**EXERCISE DATA**
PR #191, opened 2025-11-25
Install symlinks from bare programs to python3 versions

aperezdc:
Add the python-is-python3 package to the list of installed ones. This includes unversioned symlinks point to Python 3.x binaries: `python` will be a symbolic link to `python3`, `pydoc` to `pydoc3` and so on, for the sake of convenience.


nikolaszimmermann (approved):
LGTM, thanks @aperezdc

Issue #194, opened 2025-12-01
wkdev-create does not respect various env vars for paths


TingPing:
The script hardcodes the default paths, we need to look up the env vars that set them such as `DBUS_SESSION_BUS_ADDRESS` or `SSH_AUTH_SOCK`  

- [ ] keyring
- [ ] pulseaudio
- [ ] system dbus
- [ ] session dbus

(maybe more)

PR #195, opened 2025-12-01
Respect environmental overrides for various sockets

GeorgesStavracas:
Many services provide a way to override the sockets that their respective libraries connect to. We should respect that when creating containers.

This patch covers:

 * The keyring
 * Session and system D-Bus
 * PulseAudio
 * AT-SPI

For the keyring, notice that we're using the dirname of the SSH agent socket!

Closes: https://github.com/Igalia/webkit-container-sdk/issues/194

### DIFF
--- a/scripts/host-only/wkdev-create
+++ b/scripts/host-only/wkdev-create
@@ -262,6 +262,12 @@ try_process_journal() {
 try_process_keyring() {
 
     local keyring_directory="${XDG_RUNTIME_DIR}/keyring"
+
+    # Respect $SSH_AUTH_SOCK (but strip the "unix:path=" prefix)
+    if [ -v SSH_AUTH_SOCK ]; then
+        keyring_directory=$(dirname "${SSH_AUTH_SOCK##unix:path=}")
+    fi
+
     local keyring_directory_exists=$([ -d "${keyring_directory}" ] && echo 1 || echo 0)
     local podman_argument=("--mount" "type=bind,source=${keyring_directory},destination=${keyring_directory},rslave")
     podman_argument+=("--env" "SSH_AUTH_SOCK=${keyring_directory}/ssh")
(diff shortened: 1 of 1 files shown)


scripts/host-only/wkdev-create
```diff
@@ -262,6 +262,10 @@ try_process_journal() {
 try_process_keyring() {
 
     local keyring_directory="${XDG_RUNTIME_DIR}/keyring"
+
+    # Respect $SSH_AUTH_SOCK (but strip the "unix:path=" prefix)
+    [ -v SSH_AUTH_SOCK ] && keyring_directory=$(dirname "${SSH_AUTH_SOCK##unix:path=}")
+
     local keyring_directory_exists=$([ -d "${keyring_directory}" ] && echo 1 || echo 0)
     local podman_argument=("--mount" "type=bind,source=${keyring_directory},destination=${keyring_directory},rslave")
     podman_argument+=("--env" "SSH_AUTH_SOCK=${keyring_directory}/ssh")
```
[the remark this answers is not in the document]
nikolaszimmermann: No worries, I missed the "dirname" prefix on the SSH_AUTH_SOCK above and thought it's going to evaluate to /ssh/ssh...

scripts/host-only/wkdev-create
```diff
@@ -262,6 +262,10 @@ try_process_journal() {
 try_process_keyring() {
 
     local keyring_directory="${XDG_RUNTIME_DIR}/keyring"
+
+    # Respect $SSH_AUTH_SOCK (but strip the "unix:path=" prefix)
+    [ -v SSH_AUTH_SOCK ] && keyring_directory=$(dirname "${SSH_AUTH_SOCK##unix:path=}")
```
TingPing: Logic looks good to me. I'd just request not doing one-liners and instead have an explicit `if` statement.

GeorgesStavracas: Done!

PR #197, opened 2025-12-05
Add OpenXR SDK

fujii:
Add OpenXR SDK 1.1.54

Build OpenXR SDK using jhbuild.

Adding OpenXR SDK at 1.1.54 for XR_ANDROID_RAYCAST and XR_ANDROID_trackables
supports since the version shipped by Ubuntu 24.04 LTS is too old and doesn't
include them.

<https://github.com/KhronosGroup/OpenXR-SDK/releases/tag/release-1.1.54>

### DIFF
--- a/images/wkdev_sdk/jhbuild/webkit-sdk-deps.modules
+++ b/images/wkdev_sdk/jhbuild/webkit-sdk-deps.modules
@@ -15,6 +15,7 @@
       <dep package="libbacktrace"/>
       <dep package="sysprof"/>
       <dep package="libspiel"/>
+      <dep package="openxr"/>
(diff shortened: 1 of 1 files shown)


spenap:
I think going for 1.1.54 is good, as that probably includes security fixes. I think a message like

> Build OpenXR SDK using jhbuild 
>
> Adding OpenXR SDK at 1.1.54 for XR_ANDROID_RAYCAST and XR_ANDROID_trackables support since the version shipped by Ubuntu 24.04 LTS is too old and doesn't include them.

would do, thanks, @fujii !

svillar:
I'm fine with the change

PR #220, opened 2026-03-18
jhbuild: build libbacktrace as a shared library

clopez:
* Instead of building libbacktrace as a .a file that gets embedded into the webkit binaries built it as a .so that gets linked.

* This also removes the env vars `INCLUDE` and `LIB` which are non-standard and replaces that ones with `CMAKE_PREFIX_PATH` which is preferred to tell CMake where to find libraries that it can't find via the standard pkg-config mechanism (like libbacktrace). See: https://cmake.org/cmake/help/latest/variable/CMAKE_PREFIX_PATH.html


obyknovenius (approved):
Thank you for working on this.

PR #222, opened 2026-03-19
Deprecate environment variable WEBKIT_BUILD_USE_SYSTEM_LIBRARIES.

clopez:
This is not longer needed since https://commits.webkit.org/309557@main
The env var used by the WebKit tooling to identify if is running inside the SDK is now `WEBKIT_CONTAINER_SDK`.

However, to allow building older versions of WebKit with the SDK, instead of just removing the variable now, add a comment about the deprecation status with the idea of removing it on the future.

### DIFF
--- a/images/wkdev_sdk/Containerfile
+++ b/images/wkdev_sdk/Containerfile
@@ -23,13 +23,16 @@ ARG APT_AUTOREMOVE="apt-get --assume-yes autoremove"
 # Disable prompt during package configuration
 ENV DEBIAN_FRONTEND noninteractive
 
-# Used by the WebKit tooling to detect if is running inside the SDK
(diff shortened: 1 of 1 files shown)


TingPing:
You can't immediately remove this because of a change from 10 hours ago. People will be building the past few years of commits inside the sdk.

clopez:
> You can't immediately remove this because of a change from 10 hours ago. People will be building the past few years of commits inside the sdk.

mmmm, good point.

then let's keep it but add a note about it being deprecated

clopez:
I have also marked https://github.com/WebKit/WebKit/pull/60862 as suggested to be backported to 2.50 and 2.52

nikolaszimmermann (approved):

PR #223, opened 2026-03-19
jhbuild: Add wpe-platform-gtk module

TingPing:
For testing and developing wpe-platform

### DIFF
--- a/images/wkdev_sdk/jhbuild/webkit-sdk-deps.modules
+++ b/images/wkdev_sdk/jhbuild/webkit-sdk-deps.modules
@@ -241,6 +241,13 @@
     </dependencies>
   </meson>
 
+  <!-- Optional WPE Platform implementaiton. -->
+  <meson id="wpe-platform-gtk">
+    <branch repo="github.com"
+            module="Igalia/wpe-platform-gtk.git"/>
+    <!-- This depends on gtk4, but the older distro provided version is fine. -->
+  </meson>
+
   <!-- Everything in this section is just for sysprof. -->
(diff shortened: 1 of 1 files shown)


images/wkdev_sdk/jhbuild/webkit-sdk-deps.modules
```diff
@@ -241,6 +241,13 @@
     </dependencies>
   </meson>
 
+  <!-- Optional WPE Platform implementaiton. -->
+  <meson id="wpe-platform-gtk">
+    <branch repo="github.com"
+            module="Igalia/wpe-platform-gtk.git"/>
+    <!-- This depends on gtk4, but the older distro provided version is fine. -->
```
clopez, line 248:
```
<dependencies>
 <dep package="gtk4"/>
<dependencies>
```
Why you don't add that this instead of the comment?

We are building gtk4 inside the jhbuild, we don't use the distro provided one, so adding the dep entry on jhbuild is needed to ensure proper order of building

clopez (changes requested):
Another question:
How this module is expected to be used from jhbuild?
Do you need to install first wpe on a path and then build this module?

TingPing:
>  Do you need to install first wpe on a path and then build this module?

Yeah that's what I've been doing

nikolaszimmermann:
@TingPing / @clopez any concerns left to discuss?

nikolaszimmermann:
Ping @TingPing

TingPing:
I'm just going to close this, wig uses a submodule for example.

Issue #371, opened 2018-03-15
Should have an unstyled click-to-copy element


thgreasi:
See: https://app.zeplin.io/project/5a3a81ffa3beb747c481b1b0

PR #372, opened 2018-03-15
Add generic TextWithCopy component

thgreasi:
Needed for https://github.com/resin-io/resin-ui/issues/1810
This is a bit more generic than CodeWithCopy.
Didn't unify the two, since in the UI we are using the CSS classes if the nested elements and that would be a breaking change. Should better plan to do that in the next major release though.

**PROBLEM DESCRIPTION**
Transcribe the records above exactly, beginning at the line that contains "PR #222, opened 2026-03-19" and ending with the line that contains "mmmm, good point.", both included, and nothing else.

**REPLY**
PR #222, opened 2026-03-19
Deprecate environment variable WEBKIT_BUILD_USE_SYSTEM_LIBRARIES.

clopez:
This is not longer needed since https://commits.webkit.org/309557@main
The env var used by the WebKit tooling to identify if is running inside the SDK is now `WEBKIT_CONTAINER_SDK`.

However, to allow building older versions of WebKit with the SDK, instead of just removing the variable now, add a comment about the deprecation status with the idea of removing it on the future.

### DIFF
--- a/images/wkdev_sdk/Containerfile
+++ b/images/wkdev_sdk/Containerfile
@@ -23,13 +23,16 @@ ARG APT_AUTOREMOVE="apt-get --assume-yes autoremove"
 # Disable prompt during package configuration
 ENV DEBIAN_FRONTEND noninteractive
 
-# Used by the WebKit tooling to detect if is running inside the SDK
(diff shortened: 1 of 1 files shown)


TingPing:
You can't immediately remove this because of a change from 10 hours ago. People will be building the past few years of commits inside the sdk.

clopez:
> You can't immediately remove this because of a change from 10 hours ago. People will be building the past few years of commits inside the sdk.

mmmm, good point.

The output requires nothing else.